Now, to me as NIDA Director, the number one priority that I speak about is to develop knowledge that will optimize prevention of drug abuse; the other priority is treatment. One way that we can prevent drug addiction is to target comorbidity: Individuals that have mental illness are particularly vulnerable to drug addiction, at all ages. Because we want to prevent drug abuse right now, we should target kids who have mental illnesses such as ADHD, conduct disorder, depression, and learning disabilities; if we don’t treat them properly, if we don’t identify them, they will end up abusing drugs. The comorbidity for using illegal drugs—as well as for cigarette smoking—is very high, and early identification is extremely important. Correspondingly, early use of drugs can produce neurological problems, and epidemiological studies show that in many instances drug abuse precedes and some even hypothesize that it could trigger mental illness. So, in terms of collaborations across NIH institutes, issues of comorbidity are very important: How do you do early evaluations so that you can prevent drug abuse and other diseases? How do you treat patients that are comorbid?—patients who are depressed and then start to take cocaine; schizophrenics that are taking stimulants; patients with anxiety that become dependent on benzodiazepines; depressive patients who want to stop smoking but cannot because cessation of smoking triggers relapse to their depression? We have multiple collaborations already among the National Institutes of Health. Dr. Zerhouni [NIH Director] is very interested in the creation of a blueprint of neuroscience at the NIH that would optimize inter-institute collaborations. Beyond neuroscience per se, drug abuse is a major contributor to the national medical burden. We have appreciated for some time that it contributes to cancer, and a more recent development is its very significant contribution to the epidemics of HIV/AIDS here and in the whole world. And so, right now, multiple Institutes are coming together to identify those projects where scientists can create knowledge that will be beneficial across disciplines.

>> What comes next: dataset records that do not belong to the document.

PR #1003, opened 2025-07-21
CURA-12528 unwrap uvs

wawanbreton:
Use libUvula to properly unwrap UV coordinates before we start painting on an object
Allow exporting UV coordinates into OBJ file

CURA-12528
Requires [libUvula](https://github.com/Ultimaker/libUvula)


UM/Mesh/MeshData.py
```diff
@@ -405,6 +409,24 @@ def invertNormals(self) -> None:
...
+        # remove_indices = False
+        if self._indices is None:
+            if self._vertices is None or self._vertex_count < 3:
+                return None
+            # remove_indices = True
+            indices = numpy.arange(self._vertex_count, dtype=numpy.int32).reshape(-1, 3)  # 3 verts per sub-array.
+        else:
+            indices = numpy.array()
+
+        self._uvs, texture_width, texture_height = uvula.unwrap(self._vertices, indices)
```
rburema, line 423: The `unwrap` function can throw
(see;
https://github.com/Ultimaker/libUvula/blob/4eb68c51af2fcaa10d4d70b8698b8fd31c729d93/pyUvula/pyUvula.cpp#L20
and;
https://github.com/Ultimaker/libUvula/blob/4eb68c51af2fcaa10d4d70b8698b8fd31c729d93/pyUvula/pyUvula.cpp#L38
).

Handling that would already pull one thing off of QA's list (the defensive programming thing) 😉

rburema (changes requested):
Looks good, some small remarks.

PR #1004, opened 2025-07-25
Cura 11810 fix mac dialogs

wawanbreton:
The Marketplace and the Preferences dialog are having display issues in Mac environment. In order to fix this, I have applied some sanity changes:
* Set the proper `transientParent` to dialogs created by Python code
* Set them as modal so that they sould always appear in front of the main window
* Instanciate them only when required, then delete them as soon as we don't need them, then create a new one if we need to re-display

As a bonus, I also removed some unused QML components and simplified the creation logic of the preferences dialog.

CURA-11810
Comes with https://github.com/Ultimaker/Cura/pull/20797

### DIFF
--- a/UM/Qt/QtApplication.py
+++ b/UM/Qt/QtApplication.py
@@ -605,10 +605,11 @@ class QtApplication(QApplication, Application):
 
     def createQmlSubWindow(self, qml_file_path: str, context_properties: Dict[str, "QObject"] = None) -> Optional["QQuickWindow"]:
         """
-        Create a QML window from a QML file. This is different from createQmlComponent in 3 different ways:
+        Create a QML window from a QML file. This method uses createQmlComponent internally, but adds a few specific
+        features for windows management:
             * The created object is a QQuickWindow instance
             * The transient parent of the window is explicitly set to be the main window
-            * The window ownership is handled and it will be destroyed as soon as it is no more visible,
+            * The window ownership is handled and it will be destroyed as soon as it's no longer visible,
               so the caller should not keep a reference to it
         :param qml_file_path: The absolute file path to the root qml file.
         :param context_properties: Optional dictionary containing the properties that will be set on the context of the
--- a/UM/Qt/qml/UM/Dialog.qml
+++ b/UM/Qt/qml/UM/Dialog.qml
@@ -103,7 +103,7 @@ Window
     {
         if(selfDestroy && !visible)
         {
-            destroy()
+            destroy();
         }
     }
 


UM/Qt/QtApplication.py
```diff
@@ -598,10 +599,38 @@ def closeSplash(self) -> None:
...
+    def _onWindowVisibleChange(self, visible: bool) -> None:
+        if not visible:
+            self._sub_windows.remove(self.sender())
+
+    def createQmlSubWindow(self, qml_file_path: str, context_properties: Dict[str, "QObject"] = None) -> Optional["QQuickWindow"]:
+        """
+        Create a QML window from a QML file. This is different from createQmlComponent in 3 different ways:
+            * The created object is a QQuickWindow instance
+            * The transient parent of the window is explicitly set to be the main window
+            * The window ownership is handled and it will be destroyed as soon as it is no more visible,
```
rburema, line 611: >  as soon as it is no more visible,

Should probably be: 'as soon as it's no longer visible,'

UM/Qt/QtApplication.py
```diff
@@ -598,10 +599,38 @@ def closeSplash(self) -> None:
             QtApplication.splash.close()
             QtApplication.splash = None
 
+    def _onWindowVisibleChange(self, visible: bool) -> None:
+        if not visible:
+            self._sub_windows.remove(self.sender())
+
+    def createQmlSubWindow(self, qml_file_path: str, context_properties: Dict[str, "QObject"] = None) -> Optional["QQuickWindow"]:
+        """
+        Create a QML window from a QML file. This is different from createQmlComponent in 3 different ways:
```
rburema, line 608: Since you're still using that method _within_ this one, it's a bit confusing (though technically correct) to say that it's 'different' -- maybe just state that this is a wrapper that handles some additional tasks instead.

UM/Qt/qml/UM/Dialog.qml
```diff
@@ -97,6 +99,14 @@ Window
         base.visible = true;
     }
 
+    onVisibleChanged:
+    {
+        if(selfDestroy && !visible)
+        {
+            destroy()
```
rburema, line 106: We're not too consistent with it, but since this is more than a one-liner and thus 'in' javascript, we should add the `;` after `destroy()` maybe.

wawanbreton:
> I just have the smallest, least consequential review comments ever 😅

I thought you were exaggerating, but it turns out you are right :laughing:

UM/Qt/qml/UM/Dialog.qml
wawanbreton: Right, I do prefer to add it but since our QML part comes with Python code, I often forget :smile:

PR #1005, opened 2025-07-29
CURA-12016 improve loading time with many printers

wawanbreton:
This PR provides 2 changes:
* Disable the garbage collector while loading cached containers from pickled files. This makes the loading twice as fast, which is significant because we do it multiple times with large containers
* Set the proper container sub-type in the metadata so that we can properly filter on sub-types (necessary for https://github.com/Ultimaker/Cura/pull/20813)

CURA-12016


rburema (approved):
I wonder if we can (temporarily) disable the gc 'more generally' than just that piece of code -- there must be other tasks where that's in the way.

PR #1007, opened 2025-08-04
Cura 12660 painting UI improvements

wawanbreton:
The main change in this PR concerns the way we use offscreen rendering passes. Previously they were just called when needed, but that caused some troubles e.g. when a QML message box was displayed at the same time. Since we still have not found a proper fix for this, I have now changed the behavior to enabling/disabling the render passes, but have them rendered always in the main Qt rendering loop, which always works. So now when a tool requires e.g. a selection-by-faces rendering pass, it just activates it and gets the output when needed.
As the bug was also present for rotation-by-face-selection and support-blocker-placement, I also updated those tools so that they use the new method and don't suffer this bug anymore.
And finally, since the rotation-by-face-selection tool was the only one using the face selection mechanism, and now it doesn't, I deprecated the whole behavior (which was actually partially implemented).

CURA-12660


rburema (changes requested):
Nothing major -- I'm going to lightly change a few things w.r.t. the API/SDK backwards compatibility for plugins though. (Since you're on holiday.)

PR #1024, opened 2026-02-11
Change event propagation order

wawanbreton:
The active tool is now the first to receive and possibly catch the event. It does seem quite logical to have it before the selection tool because the active tool is the one that should be actually interacting with the user, and the selection is somehow a fallback behavior. This change is required to allow painting on a model and using the shift key without having the selection tool to catch this event and change the selection.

MI: What is it that motivates you as NIDA Director— particularly with regard to the social responsibilities that you now bear?
Well, I’ve seen many Institute directors who immediately communicate a personal sense of social responsibility. After all, they’re being given budgets made from taxpayers’ money. And you have the responsibility to help: That’s your cause! You have a mission—so if you’re in the cancer institute, how can you help those afflicted and prevent it? If you’re in drug abuse, it’s the same responsibility. So, the role of Director is intimately tied with a social impact. I view it as a unique opportunity. I’ve been studying drug addiction and the effects of drugs on addiction since I started medical school when I was eighteen years of age. Now I am in a position to help develop this knowledge further, to help those afflicted and their families. So, yes, it’s a big responsibility, but also an incredible opportunity, absolutely.